Monday, March 14, 2016

Gloves off

Brava ! BBC Director of Radio and Queen of England (save London), Helen Boaden, comes punching out of her corner into Culture Secretary John Whittingdale today, in a speech handily leaked in advance to the Telegraph.

She takes to the barricades in Paris, and will say (check against delivery) "In some European countries, a change of government heralds a changing of the guard at public service broadcasters as well. Public service broadcasting subjected to undue political interference over a sustained period becomes state broadcasting. I don’t believe that is what our audiences want."

Whittingdale, she claims, has a “cycloptic” obsession with “needlessly diminishing” the BBC’s services, “to the benefit of its competitors.

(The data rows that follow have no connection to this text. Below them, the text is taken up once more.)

PR #2181, opened 2024-03-21
Fixed ViewBoxNode wrong color axis face in Helix.Wpf.SharpDX

MauNguyenVan:


Source/HelixToolkit.Wpf/Visual3Ds/Composite/ViewCubeVisual3D.cs
```diff
@@ -692,9 +690,9 @@ void CreateCubeCorners()
 
         if (this.Size == 0) return;
 
-        double halfSize = this.Size / 2;
-        double sideLength = this.Size / 5;
-        var moveDistance = Math.Sqrt(3) * (sideLength / 2 - this.Overhang);
+        float halfSize = (float)this.Size / 2;
+        float sideLength = (float)this.Size / 5;
+        float moveDistance = (float)Math.Sqrt(3) * (sideLength / 2 - this.overhang);
```
ArieRiezebos, line 695: This will result in a slightly decreased accuracy and there is no performance benefit to casting the input to float instead of using doubles. What is your motivation for this?

holance (approved):

PR #2195, opened 2024-04-04
Fix MeshBuilder.GetCircle() OutOfRangeExeption when thetaDiv <=0

MauNguyenVan:


holance:
Throw an argument exception if thetaDiv <=0.

holance:
Throw exception if div <= 1 since it is not valid.

holance (approved):

Issue #2196, opened 2024-04-06
HelixToolkit.MeshBuilder.AddTube() display wrong profile direction


MauNguyenVan:
I create a tube with profile , use method https://github.com/helix-toolkit/helix-toolkit/blob/ec8aa3334974863eb75ca3474e139dd7c7a46d00/Source/HelixToolkit.Geometry/Geometry/MeshBuilder.cs#L3523-L3524

With rectangle section example.
```cs
var builder = new MeshBuilder(true, true);
var profile = new Vector2[] { new Vector2(-3, 2), new Vector2(3, 2), new Vector2(3, -1), new Vector2(-3, -1) };
builder.AddTube(
    new Vector3[] { new Vector3(), new Vector3(0, 0, 1) },
    null, null, profile,
    false, true);

return builder.ToMesh().ToWndMeshGeometry3D(true);
```
see full my example [here](https://github.com/AEC-Technologies/helix-toolkit/blob/develop3/Source/Examples/WPF/ExampleBrowser/Examples/MeshBuilderSample/MainWindow.xaml.cs)

The result displays the incorrect tube section's direction
![image](https://github.com/helix-toolkit/helix-toolkit/assets/48544354/c5bb3fab-3e1c-434d-815b-cf1229a62351)

holance:
This is not a bug, since the tube is created solely depending on the path direction, mesh builder has to randomly figure out an up and right vector from the path segments, then use those two vectors and sections to extrude the tube.

If you really want to control how up/right vectors being generated, you have to modify the code and pass in additional parameters containing up vectors for each segments in paths.

holance:
Try to avoid making 90 degree change on the paths. You need to create several small steps if you need large angle change on the path.

holance:
No doc, just imagine you are bending a tube, there's no way you can bend it 90 degree without any transition region to try to maintain its cross section shape.

holance:
The degree is calculated based on the previous tube direction, which is Z in your case.

PR #2200, opened 2024-04-12
Allow AddTube function to accept optional up vectors for path segments.

holance:
Allow AddTube function to accept optional up vectors for path segments. Ref: #2196


holance:
> with your optional `pathUps` Whether it can create a twist tube like this image? image

I think so. You can try it out.

PR #2227, opened 2024-06-04
Fix Dispose wrong position of RenderTargetBitmap in Wpf.ParticleSystem

MauNguyenVan:


JeremyAnsel:
The error is not related to this PR.
See #2229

We must defend our right to be popular".

"The latest research commissioned by government asks a very loaded question – ‘how could you cut the BBC to the benefit of its competitors?’ – not something our listeners are queuing up to ask.

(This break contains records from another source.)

Issue #2180, opened 2024-03-20
ViewportCommands.ZoomExtents zooming not correct in Helix.Wpf.SharpDX V3


MauNguyenVan:
Run Wpf.SharpDX\ExampleBrowser at Source\Examples\Wpf.SharpDX\ExampleBrowser\Workitems\Workitem10043\   
Expect: zoom fit all element in the view
Actual: Not display element  

By the way; why do I zoom in, the button `ZoomExtents` is not enable. I don't see any setting for it

![devenv_LWmDlPCbnU](https://github.com/helix-toolkit/helix-toolkit/assets/48544354/b8ce9b7d-7996-4576-bb3b-a11b04e08b62)

PR #2244, opened 2024-06-26
Fix zoom extend. #2180

holance:
Fix zoom extend. #2180


Source/HelixToolkit.SharpDX/Extensions/CameraCoreExtensions.cs
```diff
@@ -1,5 +1,6 @@
 ﻿using HelixToolkit.SharpDX.Cameras;
 using SharpDX;
+using System.Runtime.InteropServices.ComTypes;
```
JeremyAnsel, line 3: You can remove this line

PR #2274, opened 2024-10-15
Remove HitTestResultCallback in Viewport3DHelper.FindHits(), remove nullable types

MauNguyenVan:


Source/HelixToolkit.Wpf/Helpers/Viewport3DHelper.cs
```diff
@@ -205,17 +204,11 @@ public static IEnumerable<RectangleHitResult> FindHits(this Viewport3D viewport,
...
-            {
-                return new List<RectangleHitResult>();
-            }
-
+            IList<PointHitResult> hitResults = FindHits(viewport, rectangle.BottomLeft);
             return hitResults.Select(x => new RectangleHitResult(x.Model, x.Visual));
         }
 
-        var results = new List<RectangleHitResult>();
+        List<RectangleHitResult> results = new List<RectangleHitResult>();
```
holance, line 211: Any reason why we don't want to use `var` here anymore?

holance (approved):

PR #2302, opened 2024-12-06
[V3] Move more elements to sharpdx shared project

JeremyAnsel:


JeremyAnsel:
The build failed in the tests because there are tempory files being written with the same name by multiple tests.
It is fixed in #2299

PR #2305, opened 2024-12-09
[V3] Add sharpdx D2DScreenMenuDemo to WinUI from Wpf

JeremyAnsel:
Hello,
I've moved more code to the sharpdx shared project.
You can now add 2d elements on top of  the 3d viewport in WinUI like in Wpf.

I've added the D2DScreenMenuDemo example from WPF.SharpDX to WinUI.SharpDX.
In this example 2d elements like image, texts, buttons are rendered on top of a 3d scene.


holance:
2D elements are not really useful for winui. Winui uses swapchain for its rendering, there's no performance penalty for using winui xaml on top of the viewport.

JeremyAnsel:
Good to know. Thanks for the explain.

The idea with the 2d elements is to be able to define 2d elements with the same xaml code in Wpf.SharpDX or in WinUI.SharpDX.

With most model elements (3d or 2d) being in the sharpdx shared project there are now almost the same features for the Viewport3DX control when the project is either Wpf.SharpDX either WinUI.SharpDX, with the same xaml.

PR #2346, opened 2025-03-27
feat: add NASA SRTM .hgt format support for terrain rendering

alex-valchuk:
This new feature allows to render terrain models using SRTM HGT files from NASA.
It also scales the mechanism of rendering terrains models that could be implemented by users themselves.
[SRTM](https://github.com/itinero/srtm) library is used to read .hgt files. It is included into the project as a binary because the original one does not contain significant changes allowing to read required data from objects.

As soon as the [refactoring](https://github.com/itinero/srtm/pull/16) is applied by [itinero](https://github.com/itinero) there will be another PR to change the reference from binary to nuget package.
HGT SRTM Rendering


alex-valchuk:
requires some improvements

"Nor are they clamouring for us to sack our much loved presenters like Ken Bruce or Annie Mac, shut down the Radio 2 Book Club or kill the [Radio 1] Live Lounge.

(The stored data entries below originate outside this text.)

PR #125, opened 2019-03-25
make comparator for autocompletion candidates asymmetric

yjqww6:
The original comparator is not asymmetric, which leads to confusing results. 

For example, when I enter "define-syntax-", "syntax" is usually more preferred than "define-syntax-rule" on my machine.

The old one:
```
> (define comp
    (match-lambda**
     [((cons w r) (cons w* r*))
      (or (> r r*)
          ;; prefer shorter matches
          (< (string-length w) (string-length w*)))]))
> (comp '("define-syntax-rule" . +inf.0) '("syntax" . 2))
#t
> (comp '("syntax" . 2) '("define-syntax-rule" . +inf.0))
#t
```

### DIFF
--- a/gui-lib/framework/private/autocomplete.rkt
+++ b/gui-lib/framework/private/autocomplete.rkt
@@ -3,6 +3,9 @@
 (require racket/class racket/match)
 (provide autocompletion-cursor<%> autocompletion-cursor%)
 
+(module+ test
+  (require rackunit))
+
 (define autocompletion-cursor<%>
   (interface ()
     get-completions  ;      -> (listof string) 
@@ -38,6 +41,14 @@
                             [else c]))]))
           (length parts)))
 
+(define better-completion?
+  (match-lambda**
+   [((cons w r) (cons w* r*))
+    (cond
+      [(not (= r r*)) (> r r*)]
+      ;; prefer shorter matches
+      [else (< (string-length w) (string-length w*))])]))
+
 ;; ============================================================
 ;; autocompletion-cursor<%> implementation
 
@@ -65,10 +76,7 @@
                             [r (in-value (rnk w))]
                             #:when (>= r mx))
                   (cons w r))
-                (match-lambda** [((cons w r) (cons w* r*))
-                                 (or (> r r*)
-                                     ;; prefer shorter matches
-                                     (< (string-length w) (string-length w*)))]))))
+                better-completion?)))
     
     (define all-completions-length (length all-completions))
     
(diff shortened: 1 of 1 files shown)


rfindler:
Can you help with a test case, too? Here is a (bad) attempt because it doesn't distinguish the code before and after your commit (the expected results are just bogus for now):

```
(module+ test
  (check-equal? (send (new autocompletion-cursor%
                           [word "x"]
                           [all-words '("define-syntax-rule"
                                        "syntax")])
                      get-completions)
                1)
  (check-equal? (send (new autocompletion-cursor%
                           [word "x"]
                           [all-words '("syntax"
                                        "define-syntax-rule")])
                      get-completions)
                2))
```

You would also need to add this line (preferably near the top of the file):
```
(module+ test (require rackunit))
```

yjqww6:
@rfindler I think the following test asserts a stable order that distinguishes them. If you think it is ok, I will add it as gui/gui-test/framework/tests/private/autocomplete.rkt(I think this is the place, right?)
```
#lang racket
(require framework/private/autocomplete)

(define (get-completions word ls)
  (send (new autocompletion-cursor%
             [word word]
             [all-words ls])
        get-completions))

(module+ test
  (require rackunit)

  (define word "define-syntax-")
  (define candidates '("define-syntax-rule" "define-syntax" "syntax"))

  (match-define (and (list a b c) expected)
    (get-completions word candidates))

  (check-equal? (get-completions word (list a c b))
                expected)

  (check-equal? (get-completions word (list b a c))
                expected)

  (check-equal? (get-completions word (list b c a))
                expected)

  (check-equal? (get-completions word (list c a b))
                expected)

  (check-equal? (get-completions word (list c b a))
                expected)
  
  )
```

rfindler:
Yes, putting the test there works. If you did start a new file for autocomplete tests, you could put it there too, tho. As you wish.

It might be better to move the comparison predicate into its own function, tho, so you don't have to work so hard and rely on how `sort` works for an effective test, tho.

yjqww6:
@rfindler Sorry for the edits, I missed your points at first, I found some submodule tests exist inside the gui-lib directory then I understand you mean appending it to the same file.

yjqww6:
@rfindler Or if you think moving into gui-test is better, I will do the changes.

rfindler:
I'm happy either way: with a `test` submodule in that one file or adding them to the `gui-test` pkg. Whatever you think is best is good with me.

yjqww6:
Thanks, I leave it as a submodule in that.

rfindler:
What do you think about moving the predicate function to the top-level of the file, tho, so that it can be tested directly?

yjqww6:
That should be good, I apply the changes.

rfindler:
Thanks!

"Our audiences want high-quality radio – which we give them - and to needlessly diminish our stations would do them a grave disservice.

"It has also been suggested that our stations should not be so popular; that we should deliberately turn away audiences who want our range and distinctiveness. The argument is that if we made BBC Radio less appealing to 25 to 44-year-olds, those listeners would flock to commercial radio. Real life suggests otherwise.

 "Since 2010, the time this age group spends with BBC Radio has dropped by two hours a week, but commercial radio hasn’t seen a commensurate increase in their listenership. They have left us but not gone to commercial radio. We are not the problem."

This is presumably an agreed tactic. A wounded Whittingdale could be dangerous - and he's already severely patronised BBC TV Uber Controller Charlotte Moore for her assertion, contrary to the mighty Oliver & Olhbaum, that BBC1 is more 'distinctive' than it was in prime time. "I hope Charlotte has read the whole thing – she needs to do so, as does Tony. It’s not supposed to be critical, it’s supposed to be flagging up areas where indistinctiveness...... [I'm] really looking forward to having a debate with her”. Game on.